In horticulture, bedding is temporary planting of fast-growing plants into flower beds to create colourful displays, during spring, summer or winter.  Plants used for bedding are generally annuals, biennials or tender perennials; succulents are gaining in popularity.

Some bedding plants are also referred to as "patio plants" because they are widely used in pots and other containers positioned on patios, terraces, decking and other areas around houses. Larger tender "conservatory plants" may also be moved out from greenhouses or conservatories and planted out in borders (or stood in their pots in sheltered positions) for the warmer months, then returned to shelter for the winter.

The modern bedding plant industry breeds and produces plants with a neat, dwarf habit, which flower uniformly and reliably. They are bred primarily for use in large-scale bedding schemes where uniformity and predictability is of paramount importance, but this is often achieved by losing the plants' individual character, and has been criticised by such notable plantsmen as the late Christopher Lloyd, who championed an informal style of bedding.

Bedding plants
There exists a huge range of plants specifically grown to produce a period of flower colour throughout the spring and summer, and (usually) discarded after flowering.  They may conveniently be divided into four groups:
Hardy annuals sown directly into the ground early in the season (poppy, stock, sunflower, clarkia, godetia, eschscholzia, nigella, dianthus)
Tender annual or perennial plants treated as half-hardy annuals – sown under glass in late winter in heat, or purchased as young plants, and hardened-off outdoors when all danger of frost has passed (begonia, lobelia, petunia, argyranthemum, chrysanthemum, pelargonium, nicotiana, cosmos, fuchsia)
Hardy biennial plants, or perennials treated as biennial, sown in one year to flower the next, and discarded after flowering (antirrhinum, polyanthus, wallflower, daisy, foxglove, some dianthus, some poppies, campanula, delphinium, aubrieta, aquilegia, cornflower, pansies)
Corms, rhizomes, bulbs and tubers, planted each year and lifted after the plant has died down and stored in winter, or discarded (tulip, narcissus, hyacinth, gladiolus, dahlia, canna)

Types of bedding
Formal bedding, as seen in parks and large gardens, where whole flower beds are replanted two or three times a year, is a costly and labour-intensive process. Towns and cities are encouraged to produce impressive displays by campaigns such as "Britain in bloom".

Spring bedding
Plants used for spring bedding are often biennials (sown one year to flower the next), or hardy, but short-lived, perennials. Spring-flowering bulbs such as tulips are often used, typically with forget-me-nots, wallflowers, winter pansies and polyanthus.

Summer bedding

Plants used for summer bedding are generally annuals or tender perennials. They become available (often as what are referred to as "plug plants") in nurseries and garden centres during spring, to be gradually "hardened off" (acclimatised to outdoor conditions) by the purchaser and finally planted out around the time that the last frosts are expected. Experienced gardeners keep an eye on the weather forecasts at that time of year and are on standby to protect their bedding displays overnight with horticultural fleece (or the older alternatives of net curtains or newspaper) if frost threatens.

Carpet bedding

Carpet bedding employs two or more contrasting plant cultivars with a neat, dwarf habit and distinct colouring (of flower or foliage) to create geometric displays. It is often used to form such things as lettering, logos or trademarks, coats of arms, or floral clocks. Suitable plants are rosette-forming succulents such as Echeveria or fairly slow-growing or mat-forming foliage plants, such as coloured-leaved Alternanthera cultivars, which are tolerant of clipping; such plants may also be used in three-dimensional sculptural forms or pseudo-topiary.

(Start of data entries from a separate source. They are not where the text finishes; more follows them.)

PR #5295, opened 2026-02-12
Final Cynosure branch changes for sync.

MistakeNot4892:
Last one, I promise.


out-of-phaze (approved):
not sure about putting a new fluff cat in core code but it's honestly whatever

MistakeNot4892:
> not sure about putting a new fluff cat in core code but it's honestly whatever

I can move him into Cynosure, main change for main code was the tagging override.

PR #427, opened 2018-09-13
MNT: bump tomopy build number

tacaswell:
Something in this is pinning to an old version of readline which is
preventing it from being installed with the 2018-3.1 environment.


tacaswell:
Thanks @danielballan

PR #430, opened 2018-09-13
MNT: python is a runtime dep of nslsii

tacaswell:


danielballan:
Same question. Surely we get Python through `numpy` or something else. How did this come up?

tacaswell:
To update publicly what the issue is:  If python is not a runtime dep, then `py3X` is not added to the tarball file name, which means the 3.6 and 3.7 clobber each other.  We were left with a race condition (not sure if first one wins or last one wins) where depending on the order we build these packages in we would get identically named files.  If the 3.7 build 'won' then it would happily install into a 3.6 enviroment but not be importable (because it was in PREFIX/lib/python3.7/site-packages).

PR #433, opened 2018-09-18
Add slacker package

mrakitin:
**Source:** https://github.com/conda-forge/slacker-feedstock/blob/master/recipe/meta.yaml
**Motivation:** remove conda-forge dependency from https://github.com/NSLS-II/debian-with-miniconda/pull/6/files#diff-3254677a7917c6c01f55212f86c57fbfR75


mrakitin:
Thanks Tom!

PR #435, opened 2018-09-19
Fixes to build tomopy

mrakitin:
This fix solves the following:
- the wrong/updated sha256 of the tomopy recipe
- the h5py package, which should come from the `anaconda` channel, not the `lightsource2-tag` one


mrakitin:
Thanks @licode!

PR #443, opened 2018-09-27
No noarch

CJ-Wright:
Maybe this will fix the segfault?


tacaswell:
any theory as to why noarch would be related to segfaults?

CJ-Wright:
I'm more worried by the python constraint than the noarch, but no. I haven't been able to reproduce the error on CF (or my local) so this is a bit of a shot in the dark (although I think this recipe is one of the few to actually restrict the python version with noarch so :man_shrugging: ).

recipes-tag/xpdacq/meta.yaml
```diff
@@ -39,8 +39,8 @@ requirements:
 test:
   imports:
     - xpdacq
-    - xpdacq.xpdacq
-    - xpdacq.beamtime
+#    - xpdacq.xpdacq
+#    - xpdacq.beamtime
```
mrakitin: ha, that will definitely help since it's failing on the tests.

CJ-Wright: Exactly :)

mrakitin:
OK, let's retry it.

mrakitin:
For completeness - it was built successfully: https://anaconda.org/lightsource2-tag/xpdacq/0.8.2/download/linux-64/xpdacq-0.8.2-py36_0.tar.bz2.

PR #444, opened 2018-09-27
Add conda-execute

mrakitin:
We have a manually-mirrored package in https://anaconda.org/lightsource2-tag/conda-execute/files.  Need to have a recipe for that.

Cloned from https://github.com/conda-forge/conda-execute-feedstock/blob/master/recipe/meta.yaml.


mrakitin:
Self-merging. Let's see how it builds.

PR #445, opened 2018-09-27
add back tests

CJ-Wright:


mrakitin:
Based on success in #443, let's be optimistic ;)

PR #365, opened 2018-05-29
update xpd and pdf

jrmlhermitte:

PR #446, opened 2018-09-27
PDF: fix metapackages

mrakitin:
#442 was never built since the package name is wrong (overlooked in #365).

It's being built now.


mrakitin:
@CJ-Wright, that should have been merged before #474. Please merge so that we could proceed with correct names of the PDF packages.

mrakitin:
Thank you!

PR #447, opened 2018-09-27
CLN: remove h5py recipe to avoid internally built 2.8.0

mrakitin:
Attn @tacaswell


mrakitin:
I removed the erroneously built h5py 2.8.0 from https://anaconda.org/lightsource2-tag/h5py/files?sort=basename&sort_order=desc and alexandria.

licode:
I think we are using 2.9 now from -tag. And there is 2.8 from internal defaults. So it should be safe to remove this 2.8.

mrakitin:
I think I just close this PR as it removes the files which we still need.

PR #451, opened 2018-10-12
Add zsh package

mrakitin:
Needed for swift-t.

PR #454, opened 2018-10-12
zsh: fix notty issue

mrakitin:
This fixes the issue https://github.com/NSLS-II/lightsource2-recipes/pull/451#issuecomment-429365550.

Related [documentation](https://github.com/zsh-users/zsh/blob/3d7215cc8277b39cd1e24ce5a04376d45bfbabf0/INSTALL#L569-L574):
```
A test for the function tcsetpgrp is turned on by default.  The test
needs to run the function to determine if the implementation is
usable. However, this can cause problems when configure is run without
a controlling terminal (eg. from cron).  To avoid this, use
--with-tcsetpgrp or --without-tcsetpgrp to tell configure whether the
function should be used.
```


mrakitin:
This is already built locally and pushed to https://anaconda.org/lightsource2-tag/zsh/5.6.2/download/linux-64/zsh-5.6.2-0.tar.bz2.

licode:
OK, but we can still merge it here.

mrakitin:
Absolutely! Thanks!

tacaswell:
why are we packaging zsh?!

tacaswell:
I see, weird that it depends on a shell...

mrakitin:
Yep. http://swift-lang.github.io/swift-t/guide.html#_prerequisites (item 3) explains the requirements:

> Ensure you have these third-party software development tools (APT packages are denoted in parentheses): SWIG (swig), ZSH (zsh), Apache Ant (ant), a Java Development Kit (default-jdk), Make (make), and GCC for C (gcc).

mrakitin:
This script checks the deps are installed: https://github.com/swift-lang/swift-t/blob/e9579d01588e72656c7e8e7f07575b0f3da056ab/dev/build/check-tools.sh#L8.

And the main turbine script is written in zsh: https://github.com/swift-lang/swift-t/blob/e9579d01588e72656c7e8e7f07575b0f3da056ab/turbine/code/bin/turbine.in#L1

PR #456, opened 2018-10-12
hdf5-lz4: correct conda variable of the active env

mrakitin:
Observed this issue at the HXN lab during today's visit. Fixed by it.

More details are at: https://stackoverflow.com/a/42660674/4143531.


mrakitin:
Haha, noticed our previous conversations about the changed var: https://github.com/NSLS-II/lightsource2-recipes/pull/226. So, the evolution is like that:
`CONDA_ENV_PATH` -> `CONDA_PREFIX` -> `CONDA_DEFAULT_ENV`

mrakitin:
#376 has some relevant discussions, but is not about the var itself. Just wanted to mention it in this PR.

licode:
so conda_prefix is the full path?

mrakitin:
No, it wasn't defined at all on that machine. It looks like conda env vars changed again recently, or, at least, are different on Mac and Linux. `CONDA_DEFAULT_ENV` should be used now.

danielballan:
Thanks for cross-referencing the old issues and summarizing the evolution here!

PR #459, opened 2018-10-17
Add rixs and sixtools

mrakitin:
`rixs` should be built first as `sixtools` depends on that.


mrakitin:
Thanks, @awalter-bnl!

PR #462, opened 2018-10-26
Add packages for ISS

mrakitin:
This also adds more tweaks to `build.py` and `nsls2_tag_build.py`.

### Sources:
- [pyfiglet](https://github.com/conda-forge/pyfiglet-feedstock/blob/master/recipe/meta.yaml)
- [mendeleev](https://bitbucket.org/lukaszmentel/mendeleev/src/fcbaa655eb406237ae465ccc44436248d4b8d145/conda-recipe/meta.yaml?at=default&fileviewer=file-view-default)
- [periodictable](https://github.com/conda-forge/periodictable-feedstock/blob/master/recipe/meta.yaml)


mrakitin:
Ready for review. Packages have been built and pushed to our channels (but not to the beamline).
Attn @elistavitski

recipes-tag/08-id-iss-analysis/meta.yaml
```diff
@@ -1,17 +1,19 @@
...
-{% set version ="0" %}
+{% set version ="1" %}
 
 package:
   name: 08-id-iss-analysis
   version: {{ year }}C{{ cycle }}.{{ version }}
 
 build:
-  number: 0
+  number: 1
```
danielballan: Should this be `0`?

recipes-tag/08-id-iss-collection/meta.yaml
```diff
@@ -1,13 +1,13 @@
...
-{% set version ="0" %}
+{% set version ="1" %}
 
 package:
   name: 08-id-iss-collection
   version: {{ year }}C{{ cycle }}.{{ version }}
 
 build:
-  number: 2
+  number: 1
```
danielballan: and this also?

recipes-tag/08-id-iss-analysis/meta.yaml
mrakitin: If I remember correctly, I did a few builds aiming to resolve some dependency issues, that's why there are numbers > 0. See https://anaconda.org/lightsource2-tag/08-id-iss-analysis/2018C3.1/download/linux-64/08-id-iss-analysis-2018C3.1-1.tar.bz2.

recipes-tag/08-id-iss-collection/meta.yaml
mrakitin: See above, the file is already built and is at our public channel: https://anaconda.org/lightsource2-tag/08-id-iss-collection/2018C3.1/download/linux-64/08-id-iss-collection-2018C3.1-1.tar.bz2.

mrakitin:
Thanks for reviewing, @danielballan! I should have deleted broken/invalid builds with the build number `0`, and rebuilt everything. Next time it will be cleaner.

recipes-tag/08-id-iss-analysis/meta.yaml
danielballan: But you're bumping the version number, so you can reset the build number to 0, right?

mrakitin: The situation was as follows:
- I built the packages with the build number `0`, and they were pushed to anaconda and mirrored to nsls2-tag.
- I discovered some other packages to add, and then, withing the same PR, bumped the build number, and built with the build number `1`, to have them available for the push to the beamline.

You convinced me that it's better to have a clearer numbering, so I removed the packages from anaconda and our local mirror, and reset the build numbers to `0` in 87b5444, so that we have proper packages.

danielballan:
Now I understand. Thanks for cleaning it up. As always, I worry that conda's feature of not giving priority to build numbers might bite us.

mrakitin:
@danielballan, I don't fully trust it either (see multiple pyfai build attempts). Thanks for merging!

William Morris was an early critic, writing in 1882 that it was: "an aberration of the human mind ... when I think of it even when I am quite alone I blush with shame at the thought".

Winter bedding
Planted in autumn to give a display until early spring, the plants used for winter bedding are mainly hardy perennials. As it has to be planted at the same time of year as spring bedding does, winter bedding tends to be less commonly seen, except in containers such as windowboxes. Some are short-lived and will be discarded after their first display; others may be used as a source of cuttings for the next year. Winter-hardy ornamental vegetables such as cultivars of kale and cabbage with coloured or variegated foliage are increasingly common. Primula cultivars (polyanthus and primroses) are commonly used, as are winter-flowering heathers and Viola ×wittrockiana, winter pansies. Variegated evergreens such as cultivars of Vinca minor (lesser periwinkle), Euonymus fortunei and Hedera helix (ivies) are also popular.